(Data records Opens)

PR #2613, opened 2025-08-04
[DatastreamToSpanner] Dataflow failure injection test for live migration template

darshan-sj:


v2/datastream-to-spanner/src/test/java/com/google/cloud/teleport/v2/templates/failureinjectiontesting/utils/DataflowFailureInjector.java
```diff
@@ -0,0 +1,85 @@
...
+
+  private static final Logger LOG = LoggerFactory.getLogger(DataflowFailureInjector.class);
+
+  /**
+   * Finds and Stops all worker VMs for a Dataflow job to simulate failure.
+   *
+   * @param projectId The Google Cloud project ID.
+   * @param jobId The Dataflow job ID.
+   */
+  public static void abruptlyKillWorkers(String projectId, String jobId)
```
VardhanThigle, line 38: What's the failure message or excaption that the failure injected by `abruptlyKillWorkers` cause?

In general for a few VMs turned down, dataflow is able to provision new VMs.

Is this something that the job can recover from or is it a terminal failure for the job?

v2/datastream-to-spanner/pom.xml
```diff
@@ -97,6 +97,11 @@
             <version>${project.version}</version>
             <scope>test</scope>
         </dependency>
+
+        <dependency>
+            <groupId>com.google.cloud</groupId>
```
VardhanThigle, line 102: [nit] Should this be test scope?
If it can't be test scoped, could we add a comment that this is needed only for IT?

v2/datastream-to-spanner/src/test/java/com/google/cloud/teleport/v2/templates/failureinjectiontesting/utils/DataflowFailureInjector.java
darshan-sj: The job recovers automatically, and there is no error message or exception shown in dataflow job.

v2/datastream-to-spanner/pom.xml
darshan-sj: okay

darshan-sj: Done

VardhanThigle (approved):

(Data records Closes)

Instructions to follow
The answer should consist of all the lines above, retyped exactly.

Response to this exercise
PR #2613, opened 2025-08-04
[DatastreamToSpanner] Dataflow failure injection test for live migration template

darshan-sj:


v2/datastream-to-spanner/src/test/java/com/google/cloud/teleport/v2/templates/failureinjectiontesting/utils/DataflowFailureInjector.java
```diff
@@ -0,0 +1,85 @@
...
+
+  private static final Logger LOG = LoggerFactory.getLogger(DataflowFailureInjector.class);
+
+  /**
+   * Finds and Stops all worker VMs for a Dataflow job to simulate failure.
+   *
+   * @param projectId The Google Cloud project ID.
+   * @param jobId The Dataflow job ID.
+   */
+  public static void abruptlyKillWorkers(String projectId, String jobId)
```
VardhanThigle, line 38: What's the failure message or excaption that the failure injected by `abruptlyKillWorkers` cause?

In general for a few VMs turned down, dataflow is able to provision new VMs.

Is this something that the job can recover from or is it a terminal failure for the job?

v2/datastream-to-spanner/pom.xml
```diff
@@ -97,6 +97,11 @@
             <version>${project.version}</version>
             <scope>test</scope>
         </dependency>
+
+        <dependency>
+            <groupId>com.google.cloud</groupId>
```
VardhanThigle, line 102: [nit] Should this be test scope?
If it can't be test scoped, could we add a comment that this is needed only for IT?

v2/datastream-to-spanner/src/test/java/com/google/cloud/teleport/v2/templates/failureinjectiontesting/utils/DataflowFailureInjector.java
darshan-sj: The job recovers automatically, and there is no error message or exception shown in dataflow job.

v2/datastream-to-spanner/pom.xml
darshan-sj: okay

darshan-sj: Done

VardhanThigle (approved):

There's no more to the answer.